最近出版的两本书从截然不同的角度探讨了这颗行星。在《漫游火星》中,史蒂夫·斯奎尔斯为我们生动而亲切地描述了火星探测漫游者任务的壮观成功(并且截至本文撰写时仍在进行中),他担任该任务的首席研究员。罗伯特·马克利的《垂死星球》以更遥远的视角审视了人类与火星的关系。马克利是伊利诺伊大学的一位英语教授,他以一位知识渊博的局外人的身份撰写关于火星科学的文章,融入了文化史和科幻小说。

漫游火星》是一本引人入胜的书。斯奎尔斯的文笔清晰,带着朴实的风格,包括一丝幽默和简短但揭示关键人物个性的生动描写。许多书都对行星探测赞不绝口。斯奎尔斯展示了它是如何实际完成的。“勇气号”和“机遇号”可能不是有史以来最好的航天器名称,但它们确实为本书提供了完美的副标题。我们了解到,人类的智慧、毅力、欢乐和泪水以何种程度融入到这些航天器中,以及多年来机遇如何敲响斯奎尔斯的大门,然后迅速跑开并离开他,因为提案被拒绝,任务被取消,NASA 的火星计划经历了无数次修改。他的毅力有时似乎是堂吉诃德式的,但他从未停止应门,当机遇最终真正敲门时,斯奎尔斯得到了一个机会,在一个可笑的压缩时间表内,在 34 个月内建造、测试并准备好发射两个漫游车。

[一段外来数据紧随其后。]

PR #110, opened 2023-11-14
💧 #1024 Login Hydration Bug

demariadaniel:
Fixes Dev Hydration errors related to Auth Cookies getting out of sync between Server/Client

Additional permissions / user role changes in #1024 are related to changes here: https://github.com/icgc-argo/rdpc-ui/pull/108


src/app/api/config/route.ts
```diff
@@ -17,12 +17,10 @@
  * ANY WAY OUT OF THE USE OF THIS SOFTWARE, EVEN IF ADVISED OF THE POSSIBILITY OF SUCH DAMAGE.
  */
 
-import { headers } from 'next/headers';
 import { NextResponse } from 'next/server';
 import { getAppConfig } from './config';
 
 export async function GET() {
-	headers();
```
ciaranschutte, line 25: why is this removed? @demariadaniel

demariadaniel: Maybe I misunderstand, but is it not unused? `headers()` returns an object but we do nothing with that object; are you calling this to force the route into a dynamic route? 
I hadn't observed any functional difference but could be wrong

ciaranschutte: Yes it's to force it not to be cached. Runtime var injection in this way will mostly like only be one GET request. But I'm unclear on if this caches at any stage during build time, specifically Nextjs building. unlikely there's a case where this route is HIT with no runtime vars, then ran again with cached GET and some runtime vars...but simply having `headers()` is an easy safeguard to "not cache"

ciaranschutte:
Code looks ok. 
I'm unclear on two things:
1 - is there a need to have this in the `RouteLayout` and prop drill?
2 - Why is this needed? specifically why isn't the functionality in `AuthProvider` working (i'll follow up with specific code line comment)

src/app/layout.tsx
```diff
@@ -46,10 +47,13 @@ async function getAppConfig() {
 
 export default async function RootLayout({ children }: { children: ReactNode }) {
 	const appConfig = await getAppConfig();
+	const jwt = cookies().get(EGO_JWT_KEY)?.toString();
```
ciaranschutte, line 50: https://github.com/icgc-argo/rdpc-ui/pull/110/files#diff-56ef2ffbaaa90be7e518b149c6d2a06a7560f741639aef847658fe858ebfbb2bR60 
similar functionality? One looks like it's using Next apis and the other is native?

I think the cookie return value will either be falsy or a string, so can likely remove `toString()` unless I'm missing something

src/app/api/config/route.ts
demariadaniel: Thanks. Restored w/ comment.

src/app/layout.tsx
justincorrigible, line 50: At the risk of stating what's been mentioned elsewhere (I don't see the comment on this line :shrug:):
anything to do with JWT management should go in an auth context. it doesn't seem to be needed at the layout level.

src/app/hooks/AuthProvider.tsx
```diff
@@ -33,7 +34,6 @@ import {
 	useContext,
 	useState,
 } from 'react';
-import { EGO_JWT_KEY, LOGIN_NONCE } from '../constants';
```
justincorrigible, line 36: :pray:!!!

src/app/App.tsx
```diff
@@ -59,11 +59,19 @@ PortalParent.displayName = 'PortalParent';
...
+}: {
+	children: ReactNode;
+	config: any;
+	jwt?: typeof document.cookie;
+}) => (
 	<ThemeProvider>
 		<QueryClientProvider client={queryClient}>
 			<AppProvider config={config}>
-				<AuthProvider>
+				<AuthProvider jwt={jwt}>
```
justincorrigible, line 74: as a segue to my previous comment (and I see now Ciaran asked about this in his review), it doesn't look like any parents of the `AuthProvider` have any use or need for the jwt, so it would be best to relocate the cookie getter to the context itself :cookie:

demariadaniel: cc @ciaranschutte 
In principle, yes. The problem here is hydration between client + server. See: https://github.com/icgc-argo/rdpc-ui/blob/develop/src/app/App.tsx#L19

We pre-render the page, but there are cookies in the browser. So the pre-render and the browser render don't match, and the AuthProvider does not have a cookie server side, because there is none on the initial server request.

That's why I was using Cookie in layout; App and AuthProvider are 'use client'

justincorrigible: oh! I see! sounds like a good case for having only part of the auth handling be `client` side e.g. the react context, I imagine (my "what's allowed server-side"-fu is not strong enough). 

My concern here is how the auth stuff may start bleeding out of its scope, breaking the separation of concerns principle. Is it possible to have a server-side pre-render (or whatever the right term is) for the auth handlers?

justincorrigible (approved):
Changes are looking much better.
Hopefully this will solve a lot of problems everywhere else 🤞

Squash and merge away!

他和他的团队可以理解地对漫游车产生了感情。当您了解这些机械小狗的坎坷孕育、匆忙诞生和孤独离开时,您也会认同它们。我最初感到惊讶的是,这本书 65% 的内容发生在第一张来自火星的照片返回之前。我开始欣赏这种对鲜为人知的早期故事的关注。

我早已认为“勇气号”和“机遇号”是“奇迹漫游车”,因为它们寿命很长。但我不知道内情。即使你知道在它们到达火星之前最终不会发生任何严重的事情,但磨难的故事仍然引人入胜。在巨大的时间和预算压力下,团队与有故障的降落伞、有缺陷的仪器、搞砸的测试、神秘的短路以及在日历上的页码飞向因天体力学定律而无法更改的发射窗口时发现的设计缺陷作斗争。当斯奎尔斯描述发射最终引起的奇怪悲伤时,我发现自己擦拭着眼泪,因为他意识到无论结局如何,它们永远不会回家了。

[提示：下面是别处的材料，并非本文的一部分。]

PR #113, opened 2023-11-16
✨ PageWithPermissions as generic wrapper for any component

joneubank:


src/app/components/Page.tsx
```diff
@@ -21,64 +21,51 @@
...
-	} else if (isAuthorized) {
-		return <Component {...urlParams} />;
-	}
-
-	redirect('/403');
-};
 
 // Component type for this project because we use the Emotion compiler
-type Component = (...args: any[]) => EmotionJSX.Element;
+type JSXComponent<T extends object> = (args: T) => EmotionJSX.Element;
```
ciaranschutte, line 32: Could we use React.ComponentType here?
It covers react component vs a (more specific I think) jsx component

joneubank: probably, give it a try.

ciaranschutte (approved):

漫游火星》通常令人耳目一新地坦诚。在描述一个导致他的团队的相机在早期任务中被拒绝的设计错误时,他坦言,“由于一个可怕的、愚蠢的错误,我们浪费了五年多的工作。” 他分享了赢得大型科学游戏所需的一些不太光彩的行为:巧妙地组建科学团队,部分目的是为了消除竞争,改变任务设计以赢得潜在的评审员,以及有时残酷地与长期朋友和同事竞争的必要性。他还揭示性地描写了“理想主义、不切实际的科学家与固执、务实的工程师”之间紧张的斗争。这种令人消除戒心的诚实是我最欣赏这本书的方面之一。他们现在要做什么,夺走他的任务吗?斯奎尔斯可以实话实说,因为他成功了。[中断]

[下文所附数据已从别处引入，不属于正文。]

PR #114, opened 2023-11-20
📄 Feat/1024 Program Visibility Rules

demariadaniel:
- Filter Program Query by Data Center
- Show/Hide Links (Submission/Registration etc) based on User Role
- Toggle for Program sidebar dropdown menu open/close
- Extra JWT validation in Auth Provider

Covers both: 
https://app.zenhub.com/workspaces/icgc-argo-platform-dk-production-board-5e542d38415f5034e9fed89d/issues/gh/icgc-argo/roadmap/979 
& 
https://app.zenhub.com/workspaces/icgc-argo-platform-dk-production-board-5e542d38415f5034e9fed89d/issues/gh/icgc-argo/roadmap/1024

Admin View
Screenshot 2023-11-23 at 11 45 42 AM

Collaborator View
Screenshot 2023-11-23 at 11 45 08 AM


src/app/(post-login)/submission/components/ProgramList.tsx
```diff
@@ -18,14 +18,16 @@
...
 import { Table, Typography } from '@icgc-argo/uikit';
+import orderBy from 'lodash/orderBy';
 import { columns } from '../program-table/config';
 
-export type ProgramData = any;
 export type ArgoMembershipKey = 'FULL' | 'ASSOCIATE';
 
-export default function ProgramList({ programs }: { programs: ProgramData[] }) {
+export default function ProgramList({ programs }: { programs: Program[] }) {
+	const sortedProgramList = orderBy(programs, 'name');
```
demariadaniel, line 30: If there's only 1 Program per Data Center then sorting won't be necessary...

src/app/(post-login)/submission/components/ProgramMenu.tsx
```diff
@@ -55,26 +66,29 @@ const ProgramMenu = ({ shortNameSearchQuery }: { shortNameSearchQuery: string })
...
-			const url = `/submission/program/${shortName}/registration`;
-			router.push(url);
-		};
+		? programs.filter(notNull)
+		: programs
+				.filter(notNull)
+				.filter((program) => program.shortName.search(new RegExp(shortNameSearchQuery, 'i')) > -1);
+	const sortedProgramList = orderBy(filteredPrograms, 'shortName');
+
+	const [activeProgram, setActiveProgram] = useState(activeProgramName);
```
demariadaniel, line 89: Program dropdown was not closing which is why I've added this

src/app/hooks/AuthProvider.tsx
```diff
@@ -45,6 +45,7 @@ type AuthContextValue = {
 	logOut: () => void;
 	permissions: string[];
 	TokenUtils: ReturnType<typeof createEgoUtils>;
+	userPrograms: string[];
```
demariadaniel, line 48: Added in early stages of PR to filter by logged in user permissions, may no longer be necessary

src/app/(post-login)/submission/program-table/CancerTypes.tsx
```diff
@@ -18,14 +18,17 @@
  */
 'use client';
 
-const CancerTypes = ({ types }: { types: string[] }) => (
+import { Maybe } from '@/__generated__/graphql';
+
+const CancerTypes = ({ types }: { types: Maybe<Maybe<string>[]> | undefined }) => (
```
demariadaniel, line 23: Update Types to match API generated files

src/app/hooks/AuthProvider.tsx
demariadaniel: Removed

src/app/(post-login)/submission/components/ProgramMenu.tsx
ciaranschutte: https://github.com/icgc-argo/rdpc-ui/pull/115/files#diff-b1be0f38440ac03e9ef18232ac95c5f998fe4162a630b28ff29d72cc538e7d1c 

I moved the state to the url in the above PR

I think there's likely a way we can fix the dropdown without reverting back to "local" state ie. `useState`

src/app/(post-login)/submission/components/ProgramMenu.tsx
```diff
@@ -54,27 +65,29 @@ const StatusMenuItem: FC<{ children: ReactNode }> = ({ children }) => {
...
-	const setActiveProgram =
-		(shortName: string): MouseEventHandler =>
-		() => {
-			const url = `/submission/program/${shortName}/registration`;
-			router.push(url);
-		};
+		? programs.filter(notNull)
+		: programs
+				.filter(notNull)
+				.filter((program) => program.shortName.search(new RegExp(shortNameSearchQuery, 'i')) > -1);
```
ciaranschutte, line 85: I'm not sure the `.filter(notNull)` is needed. the gql types are currently broke but this can be investigated

src/app/(post-login)/submission/components/ProgramMenu.tsx
```diff
@@ -172,28 +202,76 @@ const MenuContent = ({ programName }: { programName: string }) => {
...
-							{statusIcon}
-						</StatusMenuItem>
-					}
-					selected={pathnameLastSegment === 'registration'}
-				/>
+			{/** Dashboard */}
+			<Link
+				as={PROGRAM_DASHBOARD_PATH.replace(PROGRAM_SHORT_NAME_PATH, programName)}
+				href={PROGRAM_DASHBOARD_PATH}
+			>
```
ciaranschutte, line 209: why is adding `as` prop needed?

src/app/(post-login)/submission/components/ProgramMenu.tsx
```diff
@@ -172,28 +202,76 @@ const MenuContent = ({ programName }: { programName: string }) => {
...
+				<MenuItem level={3} content="Dashboard" selected={PROGRAM_DASHBOARD_PATH === pathname} />
```
ciaranschutte, line 210: Let's ensure this works as expected. 

```typescript
export const SUBMISSION_PATH = `/submission`;
export const PROGRAM_SHORT_NAME_PATH = `[shortName]`;
export const PROGRAM_DASHBOARD_PATH = `${SUBMISSION_PATH}/program/${PROGRAM_SHORT_NAME_PATH}/dashboard`;
```

so `PROGRAM_DASHBOARD_PATH` will end up as `/submission/program/[shortName]/dashboard`

Nextjs is routing using `[..foo..]` as dynamic values 
this path constant (and any others that interpolate a dynamic path string) will never match an actual `pathName` unless you interpolate the dynamic segment with the path constant you're checking against

ciaranschutte: these constants come in handy for a usage like: 
```javascript
router.push(PROGRAM_DASHBOARD_PATH.replace(PROGRAM_SHORT_NAME_PATH, shortName));
```
but you're always gonna have to get the dynamic route part injected one way or another

src/app/hooks/AuthProvider.tsx
```diff
@@ -68,18 +68,17 @@ export function AuthProvider({ children }: { children: ReactNode }) {
...
 			setEgoJwt(storedToken);
 		}
 		setAuthLoading(false);
-	}, [storedToken]);
-
-	const TokenUtils = createEgoUtils(config.EGO_PUBLIC_KEY);
-	const router = useRouter();
-	const loginStateOnPageLoad = !egoJwt?.length;
-	const [authLoading, setAuthLoading] = useState(loginStateOnPageLoad);
+	}, [storedToken, TokenUtils]);
```
ciaranschutte, line 81: I'm unclear on why `TokenUtils` is a dependency?

src/app/hooks/AuthProvider.tsx
```diff
@@ -97,7 +96,8 @@ export function AuthProvider({ children }: { children: ReactNode }) {
 		setAuthLoading(false);
 	};
 
-	const permissions = TokenUtils.getPermissionsFromToken(egoJwt);
+	const permissions =
+		(TokenUtils.isValidJwt(egoJwt) && TokenUtils.getPermissionsFromToken(egoJwt)) || [];
```
ciaranschutte, line 100: I think `TokenUtils.isValidJwt` is already checked when you set `egoJwt` state.

src/app/hooks/AuthProvider.tsx
demariadaniel: Linter. I think `TokenUtils.isValidJwt(storedToken)` would make more sense.

src/app/(post-login)/submission/components/ProgramMenu.tsx
demariadaniel: This is direct from Platform, I can look into it

ciaranschutte: Gotcha. So the `as` is usually when you have middleware of some kind. You want the functionality to be to specific urls, but need it displayed as single. The example they give in their docs is something like `/auth/dashboard` vs `/dashboard` but you still want the link as `/dashboard`

src/app/(post-login)/submission/components/ProgramMenu.tsx
```diff
@@ -160,6 +183,13 @@ const MenuContent = ({ programName }: { programName: string }) => {
 		},
 	});
 
+	const { isRDPCAdmin, isDCCAdmin, isProgramAdmin, isDataSubmitter, isCollaborator } = userRoles;
+
+	const userCanSubmitData = isDataSubmitter || isRDPCAdmin || isDCCAdmin || isProgramAdmin;
+	const userCanViewData =
+		isCollaborator || isDataSubmitter || isRDPCAdmin || isDCCAdmin || isProgramAdmin;
+	const userCanManageProgram = isDataSubmitter || isRDPCAdmin || isDCCAdmin || isProgramAdmin;
+
```
ciaranschutte, line 192: What are your thoughts on exposing more specific functionality from within `useUserRoles`?
if we're just checking can user view data... can we just check for that specific thing? vs checking if a user is part of any role that has that permission. Does that make sense? These role booleans are just built from ego token checks. So here we're checking a bunch of supersets instead of just checking for the permission.

demariadaniel: We could check `${PROGRAM}.READ` / `${PROGRAM}.WRITE` permissions, which is how I approached this branch originally. See:
https://github.com/icgc-argo/rdpc-ui/pull/114/commits/d3b5622f7f958385b35e58165390ff5e5fbc49b3
(original code that I removed)

These booleans came from matching useUserRoles to the outlines of which roles should see which page in ticket #979:
https://app.zenhub.com/workspaces/icgc-argo-platform-dk-production-board-5e542d38415f5034e9fed89d/issues/gh/icgc-argo/roadmap/979

src/app/(post-login)/submission/components/ProgramMenu.tsx
demariadaniel: I will remove `as` for now and update `href` to `href={PROGRAM_MANAGE_PATH.replace(PROGRAM_SHORT_NAME_PATH, programName)}` for each path

demariadaniel: This is rendering correctly

src/app/(post-login)/submission/components/ProgramMenu.tsx
demariadaniel: see above discussion, updated

src/app/(post-login)/submission/components/ProgramMenu.tsx
demariadaniel: Discussing on Slack; there needs to be separation between opening/closing menu items and navigating to a specific page

src/app/(post-login)/submission/components/ProgramMenu.tsx
ciaranschutte: potentially just change line 81 to :
```javascript
	const programs = programsData?.programs?.filter(notNull) || [];
```

ciaranschutte: as we're filtering by `notNull` either way

src/app/hooks/AuthProvider.tsx
```diff
@@ -68,18 +68,17 @@ export function AuthProvider({ children }: { children: ReactNode }) {
 	const config = useAppConfigContext();
 	const storedToken = getStoredToken();
 	const [egoJwt, setEgoJwt] = useState('');
+	const TokenUtils = createEgoUtils(config.EGO_PUBLIC_KEY);
+	const router = useRouter();
+	const loginStateOnPageLoad = !egoJwt?.length;
```
joneubank, line 73: very confusing variable name... loginState i would expect a state as a string from list of options... this is just a bool... could this just be `isLoggedIn = !!egoJwt`?

src/app/hooks/AuthProvider.tsx
```diff
@@ -68,18 +68,17 @@ export function AuthProvider({ children }: { children: ReactNode }) {
 	const config = useAppConfigContext();
 	const storedToken = getStoredToken();
 	const [egoJwt, setEgoJwt] = useState('');
```
joneubank, line 70: You've inheritted this line but...
```suggestion
	const [egoJwt, setEgoJwt] = useState<string | undefined>(undefined);
```

Best to use undefined for missing values.

src/app/hooks/AuthProvider.tsx
```diff
@@ -97,7 +96,7 @@ export function AuthProvider({ children }: { children: ReactNode }) {
 		setAuthLoading(false);
 	};
 
-	const permissions = TokenUtils.getPermissionsFromToken(egoJwt);
+	const permissions = TokenUtils.getPermissionsFromToken(egoJwt) || [];
```
joneubank, line 99: `getPermissionsFromToken` always returns `string[]` so this `|| []` is not needed.

https://github.com/icgc-argo/ego-token-utils/blob/develop/src/index.ts#L85

src/app/(post-login)/submission/program-table/CancerTypes.tsx
ciaranschutte: Would it be better to `pick` the sub type of `cancerTypes` from here: https://github.com/icgc-argo/rdpc-ui/blob/develop/src/__generated__/graphql.ts#L2744

`Maybe` is just a utility type being imported from the generated types - so we may as well use the full generated type?

src/app/(post-login)/submission/program-table/DonorStatus.tsx
```diff
@@ -18,15 +18,17 @@
...
 
-type DonorStatusProps = { submittedDonors: number; commitmentDonors: number };
+type DonorStatusProps = { submittedDonors?: Maybe<number>; commitmentDonors?: Maybe<number> };
 
 const DonorStatus = ({ submittedDonors, commitmentDonors }: DonorStatusProps) => {
 	const theme = useTheme();
-	const numerator = submittedDonors < 0 ? 0 : submittedDonors;
-	const denominator = commitmentDonors;
+	const numerator =
+		!(typeof submittedDonors === 'number') || submittedDonors < 0 ? 0 : submittedDonors;
```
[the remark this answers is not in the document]
demariadaniel: Updated to `submittedDonors && submittedDonors > 0 ? submittedDonors : 0`

src/app/hooks/AuthProvider.tsx
demariadaniel: This has a few impacts on other type definitions so I've updated `permissions` like this:
`const permissions = egoJwt ? TokenUtils.getPermissionsFromToken(egoJwt) : [];`

src/app/(post-login)/submission/program-table/CancerTypes.tsx
demariadaniel: In principal yes but in practice `Pick<ProgramsListQuery['programs'], 'cancerTypes'>` where both `programs` and `cancerTypes` are potentially undefined becomes tricky to untangle

src/app/(post-login)/submission/components/ProgramMenu.tsx
demariadaniel: Nice, much improved

src/app/(post-login)/submission/components/ProgramMenu.tsx
```diff
@@ -55,19 +66,26 @@ const ProgramMenu = ({ shortNameSearchQuery }: { shortNameSearchQuery: string })
...
 	const filteredPrograms = !shortNameSearchQuery.length
-		? programs
-		: programs.filter(
-				(program) =>
-					program && program.shortName.search(new RegExp(shortNameSearchQuery, 'i')) > -1,
-		  );
+		? programs.filter(notNull)
+		: programs
+				.filter(notNull)
+				.filter((program) => program.shortName.search(new RegExp(shortNameSearchQuery, 'i')) > -1);
```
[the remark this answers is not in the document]
demariadaniel: See Ciaran's suggestion above, this whole thing was able to be simplified into one definition

ciaranschutte:
@demariadaniel not sure how far you've gone with the side menu bug. Thoughts on leaving it out of this PR and we can tackle it as a separate ticket/PR and keep this one for the program visibility rules? Hopefully quicker to get this merged through that way.

.env
```diff
@@ -21,3 +21,5 @@ NEXT_PUBLIC_GATEWAY_API_ROOT=
 NEXT_PUBLIC_RECAPTCHA_SITE_KEY=
 
 NEXT_PUBLIC_RUNTIME_CONFIG_URL=http://localhost:3000/api/config
+
+NEXT_PUBLIC_DATA_CENTER='DC1'
```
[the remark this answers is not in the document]
demariadaniel: Yes, updated. This was one thing about the new Next.js approach that I had questions about.

src/app/(post-login)/submission/components/ProgramMenu.tsx
```diff
@@ -92,24 +112,28 @@ const ProgramMenu = ({ shortNameSearchQuery }: { shortNameSearchQuery: string })
 					<MenuItem
 						level={2}
 						content="All Programs"
-						onClick={setActiveProgram('')}
+						onClick={() => {
+							setActiveProgram('');
+						}}
```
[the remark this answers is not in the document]
demariadaniel: Np updated

demariadaniel:
> @demariadaniel not sure how far you've gone with the side menu bug. Thoughts on leaving it out of this PR and we can tackle it as a separate ticket/PR and keep this one for the program visibility rules? Hopefully quicker to get this merged through that way.

Yes, that can be revisited
PR feedback has been addressed!

src/app/(post-login)/submission/components/ProgramMenu.tsx
```diff
@@ -71,7 +71,7 @@ const ProgramMenu = ({ shortNameSearchQuery }: { shortNameSearchQuery: string })
 	const { DATA_CENTER } = useAppConfigContext();
 
 	// params can be arrays from dynamic routing
-	const activeProgramName = typeof params.shortName === 'string' ? params.shortName : '';
+	let activeProgramName = typeof params.shortName === 'string' ? params.shortName : '';
```
ciaranschutte, line 74: `const` vs `let` in react world is a code smell to me because there's not a whole lot of uses cases for `let` in react.
using `let` here implies we want this value to change which implies it's state and UI reacting to said state.

because React will batch and reconcile state changes internally to write to it's virtual DOM we have no control over it if we use let, const .. var.. in short. React might know about the change - but it might not. I don't know if React just ignores "state like variables".

because we're changing the `activeProgramName` in a click handler to change a `let`, we haven't told React it's happening. we should use React.useState

for the sake of covering all the bases here - there are still cases to use regular variables! derived values are a great example. here I'm specifically commenting on this because we are using it as state that pieces of UI depend on

@joneubank @justincorrigible  have some more experience than me on this and may be able to explain it better ( I could also be straight up incorrect ;) )

Following on from my earlier comment I think we should just leave this activeProgram side menu bug for it's own isolated ticket/PR. Can we revert the changes to the sidemenu in this PR so it's not merged in with the other work?

src/lib/gql.ts
```diff
@@ -41,7 +41,7 @@ const createInMemoryCache = () =>
 
 type Config = {
 	gateway: string;
-	jwt: string;
+	jwt: string | undefined;
```
ciaranschutte, line 44: I'm unclear why this can now be `undefined`?
The type is not exported (not used anywhere else) and there's no other changes to this file or the ApolloProvider which is a parent of AuthProvider

src/app/(post-login)/submission/components/ProgramMenu.tsx
```diff
@@ -168,6 +169,36 @@ const parseProgramStatusGQLResp = (data: SideMenuProgramStatusQuery | undefined)
 	};
 };
 
+const renderDataSubmissionLinks = (
+	programName: string,
+	statusIcon: EmotionJSX.Element | null,
```
ciaranschutte, line 180: can `React.ReactNode` be used here? I think we should avoid depending on EmotionJSX if possible. Their typings aren't always inline with Reacts typings.

src/app/(post-login)/submission/program-table/DonorStatus.tsx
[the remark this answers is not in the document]
justincorrigible: good change... possibly doesn't need the first `submitterDonors &&` at that point.

if submitterDonnors is falsy, it'll never be greater than 0

src/lib/gql.ts
justincorrigible: that's likely because of this?
https://github.com/icgc-argo/rdpc-ui/pull/114#discussion_r1404368017

src/app/(post-login)/submission/components/ProgramMenu.tsx
justincorrigible: You're right, Emotion coupling is something we'd want to keep to a minimum; and considering the type you suggest would allow strings, etc. I think more than a node, an icon needs to be an element.

demariadaniel: Yes thankfully we can. I used Emotion as it was the suggested type in VSCode

Screenshot 2023-11-28 at 10 27 10 AM

src/lib/gql.ts
demariadaniel: Justin is correct, due to updating `egoJwt` definition, createApploClient args (in `ApolloProvider`) are invalid without this change

src/app/(post-login)/submission/components/ProgramMenu.tsx
demariadaniel: You're correct and I agree, this is merely a side effect of not fixing the Side Menu open/close bug as part of this ticket, which would require introducing component state in addition to the URL state.

I will use `const activeProgramName` and the bug remains for now, and fix the rest in a separate branch.

src/app/(post-login)/submission/program-table/DonorStatus.tsx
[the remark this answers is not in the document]
demariadaniel: @justincorrigible No `Boolean(-1) = true`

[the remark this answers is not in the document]
demariadaniel: So this can just be `!!submittedDonors` then

If submittedDonors < 0 we have a very different problem lol

src/app/(post-login)/submission/program-table/Countries.tsx
```diff
@@ -18,14 +18,17 @@
...
+const Countries = ({ countries }: { countries: Maybe<Maybe<string>[]> | undefined }) => (
 	<div>
-		{countries.map((country, i) => (
-			<div key={country}>
-				{country}
-				{i < countries.length - 1 && ','}
-			</div>
-		))}
+		{countries &&
+			countries.map((country, i) => (
```
justincorrigible, line 26: If you're trying to account for countries being defined, this is a cleaner approach since ES2020.
and in this case, the Optional Chaining operator also checks that map is a method of countries, for good measure...
hard to tell with that nested Maybe whether it'd be useful or even necessary.
```suggestion
		{countries?.map?.((country, i) => (
```

src/app/(post-login)/submission/program-table/CancerTypes.tsx
```diff
@@ -18,14 +18,17 @@
...
 	<div>
-		{types.map((cancerType, i) => (
-			<div key={cancerType}>
-				{cancerType}
-				{i < types.length - 1 && ','}
-			</div>
-		))}
+		{types &&
+			types.map((cancerType, i) => (
```
justincorrigible, line 26: Optional chaining is a good approach here too
```suggestion
		{types?.map?.((cancerType, i) => (
```

demariadaniel: Shrink 'em down, updated

src/app/(post-login)/submission/program-table/CancerTypes.tsx
joneubank: There's two options here:
1. Use the generated types from the GQL Schema:
```ts
import { Program } from '@/__generated__/graphql';

const CancerTypes = ({ types }: { types: Program['cancerTypes'] }) => (
```
This will ensure that your prop type can be read directly from a query on that generated type. The downside here is that if the GQL schema changes then you need to change this React Component.

2. Define the interface to accept only the type you want:

```ts
const CancerTypes = ({ types }: { types: string[] }) => (
```
and perform type filtering before passing data to your component:

```ts
			<CancerTypes
				types={
					cancerTypes
						? cancerTypes.filter((value): value is string => typeof value === 'string')
						: []
				}
			/>
```
This has the advantage of performing your type filtering in a location that is already aware that the data comes from GQL, and now your component never needs to care about where the data comes from: it is assured to get just the type it wants.

src/app/(post-login)/submission/components/ProgramMenu.tsx
ciaranschutte: `<MenuItem level={3} content="Dashboard" selected={PROGRAM_DASHBOARD_PATH === pathname} />`
 
this `selected` prop for example will be `selected={'/submission/program/[shortName]/dashboard' === '/submission/program/CIA-IE/dashboard'`

`PROGRAM_DASHBOARD_PATH` will always have the `[shortName]` dynamic placeholder in the string until you substitute it dynamically with the actual pathname of a page.

this is introducing a bug.

src/app/(post-login)/submission/program-table/CancerTypes.tsx
demariadaniel: Split the difference: 
config.tsx: `<CancerTypes types={cancerTypes || []} />`
CancerTypes.tsx: `const CancerTypes = ({ types }: { types: Program['cancerTypes'] | [] }) => (...)`

joneubank: Option 2 recommended. Keep the GQL knowledge limited to a few places, doesn't need to be in your display components.

joneubank:
```ts
<CancerTypes types={cancerTypes || []} />
```
would be compatible with the type signature:
```ts
({ types }: { types: Program['cancerTypes']}); // no `| []` needed
```

The `| []` could cause you more problems. I wouldn't go that route.

demariadaniel: Would this work?
`<CancerTypes types={cancerTypes?.filter(notNull) || []} />`
`const CancerTypes = ({ types }: { types: string[] }) => (...)`

joneubank: Yeah that's basically a condensed form of what I wrote. I like it.

src/app/(post-login)/submission/components/ProgramMenu.tsx
demariadaniel: Updated in: https://github.com/icgc-argo/rdpc-ui/pull/114/commits/afc07b6f8dcaba6b6b5abb6fa37ee6c2dc80fde3

.env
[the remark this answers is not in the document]
ciaranschutte: they break convention.
.env is now for defaults and "should be commmitted"

src/app/(post-login)/submission/components/ProgramMenu.tsx
```diff
@@ -259,18 +269,18 @@ const MenuContent = ({
...
-				<Link href={PROGRAM_MANAGE_PATH.replace(PROGRAM_SHORT_NAME_PATH, programName)}>
+				<Link href={getProgramPath(PROGRAM_MANAGE_PATH)}>
 					<MenuItem
 						level={3}
 						content="Manage Program"
-						selected={PROGRAM_MANAGE_PATH === pathname}
+						selected={pathnameLastSegment === 'manage'}
 					/>
 				</Link>
 			)}
```
ciaranschutte, line 286: This is fine. your original `replace` in the `href` prop was valid. 

It was just the `selected` prop part that needed to have the dynamic part injected which is now not needed because it's been reverted to how it was before.

ciaranschutte (approved):
after merge conflict res this is ok to merge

在《垂死星球》中可以找到对科学文化的截然不同的视角。这本书不是一本引人入胜的书。文风过于学术化且冗长。作为一名科学家,我发现马克利的方法,即将科学视为一种文化企业,并批判性地剖析我们的语言、方法和信仰,既具有启发性,又偶尔令人恼火——后者主要是当语言变得晦涩难懂且分析冗长时。对《宇宙威龙》等平庸(但有趣)的电影投入大量认真的审视,高估了它们作为社会对人类未来在火星上的看法和态度的晴雨表的重要性。这本书还散布着许多小的但令人恼火的错误,这些错误本可以在行星科学家仔细检查一遍后被发现。但是,如果您可以接受偶尔出现的关于将火星“纳入历史和经验时间的符号学”以及“火星作为复杂的多学科对象而存在的方式”的段落,那么有很多历史、文学、政治和文化方面的金块——特别是,对 20 世纪早期提出火星上可见的线条是先进种族为灌溉他们干旱、垂死的世界而进行的工程的行星学家帕西瓦尔·罗威尔的火星运河理论对行星科学的挥之不去的影响的重新分析。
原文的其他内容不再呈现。